Постепенно поток редел, в нем уже легко было различить отдельные фигуры. У меня почти не осталось надежды засечь Прохорова. Скорее всего, он проскользнул неугаданным, неузнанным. Ага, вон появилась Елизавета Марковна под руку с высоким представительным мужчиной. Заметила меня, узнала и отвернулась. Что–то сказала попутчику. Тот глянул в мою сторону. Ушли.
Нет, не прозевал. Идет Прохоров. Идет вперевалку, согнувшись, зачехленный в свой гремящий пиджак. В руках — портфель, на голове, на реденьких волосиках — белая кепчонка, надежная защита от солнечного удара. Я его догнал за проходной.
— Я знал, что мы еще с вами встретимся, — лукаво сказал Прохоров. Прямо предчувствовал.
— Еще бы не предчувствовать, если вы на меня жалобу написали.
Прохоров захихикал тоненько, заерзал, загремел пиджаком.

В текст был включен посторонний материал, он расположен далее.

PR #2377, opened 2016-01-30
Feature/tables.synchronized table 2156

mostlymagic:
Had deleted previous fork by accident.
Suggested changes implemented in this one.

### DIFF
--- a/guava-gwt/src-super/com/google/common/collect/super/com/google/common/collect/Synchronized.java
+++ b/guava-gwt/src-super/com/google/common/collect/super/com/google/common/collect/Synchronized.java
@@ -16,8 +16,6 @@
 
 package com.google.common.collect;
 
-import static com.google.common.base.Preconditions.checkNotNull;
-
 import com.google.common.annotations.GwtCompatible;
 import com.google.common.annotations.VisibleForTesting;
 import com.google.common.base.Function;
@@ -29,7 +27,6 @@ import java.util.Iterator;
 import java.util.List;
 import java.util.ListIterator;
 import java.util.Map;
-import java.util.Map.Entry;
 import java.util.Queue;
 import java.util.RandomAccess;
 import java.util.Set;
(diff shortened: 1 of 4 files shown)


guava-gwt/src-super/com/google/common/collect/super/com/google/common/collect/Synchronized.java
```diff
@@ -1303,5 +1303,192 @@ public E remove() {
...
+      synchronized (mutex) {
+        return set(delegate().columnKeySet(), mutex);
+      }
+    }
+
+    @Override
+    public Map<C, Map<R, V>> columnMap() {
+      synchronized (mutex) {
+        Function<Map<R, V>, Map<R, V>> mapFunction = synchronizedMapWrapper(mutex);
+          Map<C, Map<R, V>> columnMap = delegate().columnMap();
```
lowasser: Wait, I wasn't referring to indenting these; they should be at the same level as the rest of the code...

guava-tests/test/com/google/common/collect/SynchronizedTableTest.java
```diff
@@ -0,0 +1,329 @@
...
+        @Override
+        public int hashCode() {
+            assertTrue(Thread.holdsLock(mutex));
+            return super.hashCode();
+        }
+
+        private static long serialVersionUID = 0;
+    }
+
+  /*
```
lowasser: I think it's this comment that should be..indented +2?  The leading / of the comment should be at the same level as the method signatures.

mostlymagic: seems to have been an IDE settings mixup. will provide a fix, sorry

shapowang:
Does anyone resolve the conflict and merge the code?
I cannot find the `Tables.synchronizedTable` function in guava 20.0-rc1.This function would be useful,please.

cpovirk:
I'm not sure why we ended up with our own implementation instead of this one, but we ended up adding one in https://github.com/google/guava/commit/e3f9ba6a707b03559910bceffb74244ac9a8db13

Issue #1409, opened 2014-10-31
Add more uninterruptible methods


gissuebot:
_[Original issue](https://code.google.com/p/guava-libraries/issues/detail?id=1409) created by **Ash2kk** on 2013-05-12 at 10:33 AM_

---

Currently Uninterruptibles have putUninterruptibly() and takeUninterruptibly() methods for BlockingQueue. Consider adding helper methods for other interruptible methods: offer(Object, long, TimeUnit) and poll(long, TimeUnit).

Also there is BlockingDeque interface with many more interruptible methods.

Related to issue #﻿1212 and issue #﻿1315.

RamAnvesh:
Also there are the Object.wait methods. I am guessing they are also used quite frequently.

a86c6f7964:
is there a reason that poll or offer has not been added? do they introduce something that will make people program incorrectly? such as https://github.com/google/guava/issues/1118 ?

cpovirk:
I think we just haven't needed them yet. They seem fine to add as far as I can tell.

thecoop:
Could this be made more generic, for running any arbitrary operation that throws `InterruptedException`?

    Uninterruptibles.runUninterruptibly(() -> opThrowingInterruptedException())

RamAnvesh:
@thecoop https://github.com/google/guava/issues/2384

leventov:
Maybe there are enough voices to add more methods now? We would benefit from BlockingQueue.offer() and poll() too.

Pr0methean:
@thecoop For time-limited operations, we'd need to pass the total time into the helper method, which in turn would pass the *remaining* time as an argument to the functional parameter.

tanmauec:
@cpovirk l am beginner when it comes to contributing to open-source of Guava. I would like to work on this issue.

I am planning to implement two methods offer(long timeout, TimeUnit unit) and poll(long timeout, TimeUnit unit).

Please let me know if I can start working on this!

Thanks

cpovirk:
That sounds great. Go for it!

(I have some other things that I need to get back to people about, so I might not review it immediately, but I'll be sure to get to it.)

tanmauec:
Ack.

tanmauec:
@cpovirk Please review per your convenience.

tanmauec:
All errors fixed, Please review [4034](https://github.com/google/guava/pull/4034)

tanmauec:
[...]

PR #2383, opened 2016-02-07
In Uninterruptibles, added waitUninterruptibly methods which call Object#wait methods

RamAnvesh:
https://github.com/google/guava/issues/1409

### DIFF
--- a/guava/src/com/google/common/util/concurrent/Uninterruptibles.java
+++ b/guava/src/com/google/common/util/concurrent/Uninterruptibles.java
@@ -326,7 +326,67 @@ public final class Uninterruptibles {
     }
   }
 
-  // TODO(user): Add support for waitUninterruptibly.
+  /**
+   * Invokes {@code object.}{@link Object#wait() wait()} uninterruptibly.
+   *
+   * @param object to wait upon.
+   *
+   * @throws IllegalMonitorStateException if the current thread is not
+   *               the owner of the object's monitor.
+   */
+  @GwtIncompatible // concurrency
+  public static void waitUninterruptibly(Object object) {
+    Preconditions.checkNotNull(object);
+    boolean interrupted = false;
+    try {
+      while (true) {
+        try {
+          object.wait();
+          return;
+        } catch (InterruptedException e) {
+          interrupted = true;
+        }
+      }
+    } finally {
+      if (interrupted) {
+        Thread.currentThread().interrupt();
+      }
+    }
+  }
+
+  /**
+   * Invokes {@code object.}{@link Object#wait(long, int) wait(millis, nanos)} uninterruptibly.
+   *
+   * @param object to wait upon.
+   *
+   * @throws IllegalMonitorStateException if the current thread is not the owner of the object's
+   *          monitor.
+   */
+  @GwtIncompatible // concurrency
+  public static void waitUninterruptibly(Object object, long timeout, TimeUnit unit) {
+    Preconditions.checkNotNull(object);
+    Preconditions.checkNotNull(unit);
+    boolean interrupted = false;
+    try {
+      long remainingNanos = unit.toNanos(timeout);
+      long end = System.nanoTime() + remainingNanos;
+
+      while (true) {
+        try {
+          // timedWait treats negative timeouts just like zero.
+          NANOSECONDS.timedWait(object, remainingNanos);
+          return;
+        } catch (InterruptedException e) {
+          interrupted = true;
+          remainingNanos = end - System.nanoTime();
+        }
+      }
+    } finally {
+      if (interrupted) {
+        Thread.currentThread().interrupt();
+      }
+    }
+  }
 
   private Uninterruptibles() {}
 }
--- a/guava-tests/test/com/google/common/util/concurrent/UninterruptiblesTest.java
+++ b/guava-tests/test/com/google/common/util/concurrent/UninterruptiblesTest.java
@@ -19,6 +19,7 @@ package com.google.common.util.concurrent;
 import static com.google.common.util.concurrent.InterruptionUtil.repeatedlyInterruptTestThread;
 import static com.google.common.util.concurrent.Uninterruptibles.joinUninterruptibly;
 import static com.google.common.util.concurrent.Uninterruptibles.putUninterruptibly;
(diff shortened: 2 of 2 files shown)


RamAnvesh:
I signed it!

cpovirk:
Sorry for the delay on this. Now that `UninterruptiblesTest` is released, can you add some tests for your new methods, patterned off the existing tests? Then I'll take a look.

Ram-Kasam:
Sure. will do...

RamAnvesh:
Sure. will do...

RamAnvesh:
Hi,
Sorry about the delay. I have added the 11 tests for the following cases:

- Not holding monitor throws IllegalMonitorStateException. 
- wait, waitSuccessfullyWithTimeout, waitUnseccessfullyWithTimeout for the following cases each:

1. No interrupt
2. Single Interrupt
3. Multi Interrupt

guava/src/com/google/common/util/concurrent/Uninterruptibles.java
```diff
@@ -326,7 +326,67 @@ public static boolean tryAcquireUninterruptibly(
...
+  public static void waitUninterruptibly(Object object) {
+    Preconditions.checkNotNull(object);
+    boolean interrupted = false;
+    try {
+      while (true) {
+        try {
+          object.wait();
+          return;
+        } catch (InterruptedException e) {
+          interrupted = true;
```
cpovirk: Hmm. I am pretty sure that we need to `return` here.

`wait` is different than the other interruptible methods because `notify` is a one-shot thing: If you aren't `wait`-ing during the call, then you don't get the notification. This is different than something like `latch.await()`, where you can start waiting after the `countDown()` call and still "receive the notification."

Past discussion converged on the idea that we'd probably need to do something like this:

```
public static void waitUninterruptibly(Object waitOn) {
  boolean reinterrupt = Thread.interrupted();
  try {
    waitOn.wait();
  } catch (InterruptedException e) {
    reinterrupt = true;
  }
  if (reinterrupt) {
    selfInterrupt();
  }
}
```

Sorry for not digging this up earlier. I'd forgotten about it until I actually saw the code :(

cpovirk: http://docs.oracle.com/javase/specs/jls/se8/html/jls-17.html#jls-17.2.1

And for my reference:
- http://b/4198432#comment4
- http://cl/19874683

Ram-Kasam: Interesting. I completely overlooked that difference. I am fine with the code which you shared. But wanted to discuss a possibility:

In the code which you shared, the usage pattern of the users of this API would be something like this:

```
while(!checkNotificationCondition()){
  Uninterruptibles.waitUninterruptibly(waitOn);
}
```

if we could change the API to something like this: 
```
public static void waitUninterruptibly(Object waitOn, Supplier<Boolean> notificationCondition) {
  boolean reinterrupt = Thread.interrupted();
  while(!notificationCondition.get()){
    try {
      waitOn.wait();
    } catch (InterruptedException e) {
      reinterrupt = true;
    }
  }
  if (reinterrupt) {
    selfInterrupt();
  }
}
```

And the usage will look like this:

```
Uninterruptibles.waitUninterruptibly(waitOn, this::notificationCondition())
```

Your thoughts?

guava/src/com/google/common/util/concurrent/Uninterruptibles.java
```diff
@@ -326,7 +326,67 @@ public static boolean tryAcquireUninterruptibly(
...
+      long remainingNanos = unit.toNanos(timeout);
+      long end = System.nanoTime() + remainingNanos;
+
+      while (true) {
+        try {
+          // timedWait treats negative timeouts just like zero.
+          NANOSECONDS.timedWait(object, remainingNanos);
+          return;
+        } catch (InterruptedException e) {
+          interrupted = true;
```
Ram-Kasam: Do you suggest we return here? or keep retrying till the timeout expires?

guava/src/com/google/common/util/concurrent/Uninterruptibles.java
cpovirk: That seems like a reasonable API. I think the main question is whether we want to get in the business of supplying high-level wrappers around `Object.wait` or whether we want our high-level APIs to be based on other primitives, like [`Monitor`](http://google.github.io/guava/releases/19.0/api/docs/com/google/common/util/concurrent/Monitor.html) or even `ReentrantLock`.

I'll see if I can get some other opinions on this.

cpovirk: The general opinion internally seems to be that, if people are willing to change their code, they should probably move to something like `Monitor`. Arguably we shouldn't even provide `waitUninterruptibly(Object)`, but I can at least see the value in providing a method that users can easily plug in for a broken `try-catch` block without otherwise touching the structure of their code and without introducing a usage of `Supplier` (which we'd like to phase out after Java 8).

RamAnvesh: Ok. I too feel that taking a `Supplier` as an argument is too high level. 
Also, `Object.wait()` is too low level to provide and API for. I too moved away from `Object.wait()` to something like `Condition` in my code. 
I don't want to force this into the API unless it adds substantial value. I will let you take the final call on whether we should go forward with this before I proceed further.

On a side note, I am interested to know more about what you said about phasing out the usage of `Supplier`(?) after Java 8. Would be great if you could point to some issue/article etc. regarding this.

RamAnvesh:
Keeping in mind the reasons you have given and some open questions, I am not going forward with this change.
 Closing this pull request. Please reopen if you need any further discussion.

Open question:
-  What do we do in case of timedWait methods-  return on interrupt? or keep retrying till timeout? Or take a supplier to check and retry?
- Returning on interrupt will mean that the client might need to implement code to retry with reduced time which will essentially render the API pointless
- Not returning on interrupt will mean that in some cases, the method will wait more than required
- Taking a supplier as parameter is not preferred as discussed above.

Looks like Object.wait() is not a good candidate for uninterruptibility.

Issue #2384, opened 2016-02-07
Clean up Uninterruptibles to reduce code duplication


RamAnvesh:
Currently the Uninterruptibles class has many methods which do basically the same thing:

1. No timeout: 
    - Wait on something 
    - catch InterruptedException 
    - repeat
    - set interrupted state if required 
    - return result if any

2. Timeout: 
    - Wait on something with timeout 
    - catch InterruptedException 
    - update timeout
    - repeat 
    - set interrupted state if required 
    - return result if any

This same logic is repeated multiple times in every method. And presumably, given the requests for more such methods to be added to the class, the duplication will increase. I suggest cleaning up the code with a generic implementation. This genericization will be private initially with no change in public API. Later on we might choose to publicize this generic implementation so that clients can take advantage of this class even in cases where they have blocking implementations which cannot be supported directly by this class

RamAnvesh:
I have submitted a sample implementation. Please review

cpovirk:
We used to have the code like this, but we ultimately felt it wasn't worth the extra allocations. I do wish that we had another way to reduce duplication.

RamAnvesh:
1. By allocation you mean creating a new object once in every method? 
2. Is it so much of a performance hit to worry about, given that it happens only once per call? 
3. What will it take to reconsider the decision no to go with the above design?
One of the reasons I insist is that by going down this path, we will be in a position some time in the near future to expose a generic method for clients to use with their own and other third party blocking implementations - making this class useful in almost all cases. 

If you feel strongly about avoiding object allocation at the cost of code duplication, I would like to try out an alternative approach of using reflection - Pass the required method and arguments to a single method. 
4. What is your take on such an approach?

cpovirk:
Right, an allocation per method. It's not clear how big the cost is, but `getUninterruptibly` specifically is used through our `Futures` methods, which are heavily used, including in our Android apps, where allocation costs more. The right way to determine the costs of allocation (or reflection, which is unfortunately probably worse on Android) is probably a full benchmark of such an app, which of course I can't exactly ask you to produce :(

I understand the appeal of the generic API. It's a big part of the reason that we originally did the code that way, too. But we had it for years, and no on used it. I'm sure that a handful of people could have, but that's a lower bar than we like to have for our APIs.

RamAnvesh:
Understood. Seems the the solution is not as simple as it seemed when i saw the code initially.

Thanks for your time :)
You can close this issue.

PR #2385, opened 2016-02-07
Refactored code in Uninterruptibles.

RamAnvesh:
All the major logic is now moved to a single private method.
Now there is no code duplication, and this should be help in adding new methods to this class by writing very little code without much risk of introducing bugs


RamAnvesh:
This is a sample implementation for https://github.com/google/guava/issues/2384. The design needs to be discussed before proceeding.

cpovirk:
As noted on #2384, we decided to move away from this approach a while back.

PR #2395, opened 2016-02-18
Reuse the mac instance just constructed for bit-length calculation

harningt:
No use in constructing a fresh copy of the Mac just to get the bit-length.


kluever:
Thanks - this will be mirrored out shortly!

PR #5549, opened 2021-05-09
feature: add Optional ifPresent.

WallanceLee:
Hello. When I use Optional, I find that it needs to check isPresent before consuming value wrapped in Optional objects.
So I create a new method ifPresent with a parameter Consumer to wrap isPresent and do something.
This is my first commit in guava project and I have signed CLA. 
Thanks for your review for my PR.


WallanceLee:
I have signed CLA and install CLA in my repo. Please recheck.

PR #5563, opened 2021-05-18
FEATURE: Add BloomFilter support for conversion between BloomFilter.bits and Redis bitmap

Yanam:
This PR adds the method to convert guava bitmap and redis bitmap to each other.

```java
BloomFilter<Person> bloomFilter = BloomFilter.create(Funnels.stringFunnel(Charset.forName("utf-8")), 1000000, 0.01);

bloomFilter.put("foo");
bloomFilter.put("bar");

//Convert to  a byte array in Redis bitmap format
byte[] data = bf.serialToRedisBitmapBytes();

//Store in redis
redis.set(key.getBytes(), data)
```

Real life use-case:
In my project, I need to provide BloomFilter filtering service based on the distributed cache such as Redis. My implementation method is to base the basic logic on the existing code of BloomFilter of Guava, such as the hash method, but the bitmap is based on the bitmap of Redis. This works well so far, but there are situations where when building BloomFilter with a lot of data, such as building BloomFilter with a million data, the number of Redis operations becomes a performance bottleneck. My approach is to build BloomFilter in the local cache. Then convert Guava's bitmap to Redis's bitmap format and write it to Redis once.

### DIFF
--- a/guava-tests/test/com/google/common/hash/BloomFilterTest.java
+++ b/guava-tests/test/com/google/common/hash/BloomFilterTest.java
@@ -525,6 +525,19 @@ public class BloomFilterTest extends TestCase {
     assertEquals(bf, BloomFilter.readFrom(new ByteArrayInputStream(out.toByteArray()), funnel));
   }
 
+  public void testBitmapRedisSerialization(){
+    Funnel<byte[]> funnel = Funnels.byteArrayFunnel();
+    BloomFilter<byte[]> bf = BloomFilter.create(funnel, 100);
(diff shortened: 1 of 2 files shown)


cpovirk:
Thanks. My guess is that we won't merge this: We probably don't want to have code that we'd ideally have our CI test with Redis in order to ensure that it keeps working. But I'll keep it open to see if demand arises. If nothing else, maybe we'll see demand for exposing the underlying bits in a form that is more generally useful.

PR #5575, opened 2021-05-26
Avoid redundant calculation.

dugenkui03:


dugenkui03:
@googlebot I signed it!

amalloy:
This isn't such a trivial optimization, because `get` has side effects, and omitting a call to `get` could impact other axes of performance, perhaps negatively.  I think we would want to see evidence that this rewrite actually improves performance overall, rather than just for a single call to `getAll`, before we'd merge this.

PR #5588, opened 2021-06-02
Enabling Tables.newCustomTable with ConcurrentMap

bauna:
If I want to use [Tables.newCustomTable](https://guava.dev/releases/22.0/api/docs/com/google/common/collect/Tables.html#newCustomTable-java.util.Map-com.google.common.base.Supplier-) with ConcurrentMaps, the current implementation is not thread safe when the row is not present. Because it's delegating to the backing map by calling computeIfAbsent.

### DIFF
--- a/guava/src/com/google/common/collect/StandardTable.java
+++ b/guava/src/com/google/common/collect/StandardTable.java
@@ -130,12 +130,7 @@ class StandardTable<R, C, V> extends AbstractTable<R, C, V> implements Serializa
   }
 
   private Map<C, V> getOrCreate(R rowKey) {
-    Map<C, V> map = backingMap.get(rowKey);
-    if (map == null) {
-      map = factory.get();
-      backingMap.put(rowKey, map);
-    }
-    return map;
+    return backingMap.computeIfAbsent(rowKey, key -> factory.get());
   }
 
   @CanIgnoreReturnValue


amalloy:
Could you explain the problem in more detail? What is the use case where this method causes a problem? To me this looks like a correct implementation, given that the documentation for newCustomTable notes:

> Note that this implementation is not synchronized. If multiple threads access this table concurrently and one of the threads modifies the table, it must be synchronized externally.  
> The table assumes complete ownership over `backingMap` and the maps returned by factory. Those objects should not be manually updated [...]

moonfruit:
@amalloy Yes, you are right. `Tables.newCustomTable()` makes no guarantee about thread-safe.
But if we merge this little pull request, we can assure `Tables.newCustomTable(new ConcurrentHashMap<>(), ConcurrentHashMap::new)` thread-safe because of `ConcurrentHashMap.computeIfAbsent()` is thread safe.
Why not merge it?

bauna:
Hi @amalloy,
@moonfruit has explained it better than me. If we made that small change it enables us to Tables.newCustomTable(new ConcurrentHashMap<>(), ConcurrentHashMap::new) and be sure it is thread safe without change anything else. 
Also it's a more correct implementation because it follows the "Tell, don't ask" principle by delegating to the inner map.

cpovirk:
This change would not be enough to make `newCustomTable` thread-safe: While it makes calls to `getOrCreate` thread-safe (assuming that the backing map and supplier are thread-safe), it does not make other operations like `remove` thread-safe.

Still, the simplification to the code is nice. Unfortunately, we currently still maintain compatibility with older versions of Java for our Android and JRE7 users, so we can't use `computeIfAbsent` in code that works there. We _can_ use `computeIfAbsent` in environments in which it's available while avoiding it when it's not, but this typically makes our code more complex. So we almost always avoid that approach.

Once we start requiring all our users to target environments that contain `computeIfAbsent`, we could make changes like this. But I expect that not to happen for years.

PR #5591, opened 2021-06-04
Add methods similar to ConcurrentMap to Table

moonfruit:
I refer to the code [java.util.Map](https://github.com/openjdk/jdk/blob/master/src/java.base/share/classes/java/util/Map.java) to make this change.


moonfruit:
@amalloy Is there any problem with this?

— Это вам Капитанов поведал?
— Конечно.
Мы подошли к перекрестку и остановились.
— Вы не спешите? — спросил Прохоров.
— Нет.
— Тут есть одно заведение неподалеку… Чудесный кофе, свежие пирожки, сливки — не угодно ли? Правда, крепких напитков там не подают. Вы как?
— Охотно.
Там, куда мы пришли, было прохладно. Низенькие деревянные столики, удобные, широкие табуреты, стены под дерево. Официантки в нежнейше–белых передничках, как у школьниц. Посетители — мамы с детишками. Седовласый старик у окна, окостеневший в позе мыслителя над бокалом молочного коктейля. Миниатюрная женщина средних лет, с гладким старомодным зачесом, обрадованно кинулась нам навстречу. По ее преданному взгляду и угодливой расторопности можно было предположить, что Прохоров здесь не простой клиент. Он и не таился.
— Давай, Варвара, чего повкуснее да посвежее, — сказал тоном хозяина. — Этот товарищ из Москвы, ему угодить трудно.
Женщина усадила нас за двухместный столик, в нише под вентилятором.
— Уф, — с облегчением потянулся Прохоров. — Ну и жара. Того гляди, расплавишься, как снегурочка, — и плотнее закутался в пиджак. На снегурочку он был похож не больше, чем на Гималайский хребет.
— Вы в курсе некоторых обстоятельств моей жизни, дорогой Виктор Андреевич. Что ж, прошлого не зачеркнешь, да это и не нужно. Прошлое, как и будущее, всегда ощущается как нечто невыносимо прекрасное. Независимо от того, какое оно было на самом деле. С годами, знаете ли, стал я терпимее ко многим проявлениям человеческого естества. Научился наслаждаться маленьким ежедневным праздником бытия… Но ведь что–то невосполнимое утратил, обронил. Что–то яркое, трепетное, изумрудное. Такое, чего жалко порой до слез. Вас не шокируют мои откровения?
— Отчего же… любопытно.
Он любезно послал мне мудрую улыбку, но все–таки не мне, а моему уху. И в этой мудрости был оттенок болезненного самолюбия, смешной в пожилом человеке.
— Вы изволили заметить, что я написал жалобу… Как бы вам объяснить, что это невозможный для меня поступок. Почему–то мне хочется, чтобы вы это поняли… Такие, как я, не пишут жалоб, дорогой Виктор Андреевич. Для этого мы слишком пессимистичны. Тот, кто пишет жалобу, апеллирует к кому–то за поддержкой, обязательно в какой–то мере надеется на успех.
— Есть и другие мотивы для жалоб, — сказал я, начиная уставать от его пассажей.
— Какие же?
— Пожалуйста, желание отомстить или просто сделать неприятность. Обратить на себя внимание. Мало ли.
Меленький смех, ерзанье в пиджаке, потирание восковых ручек.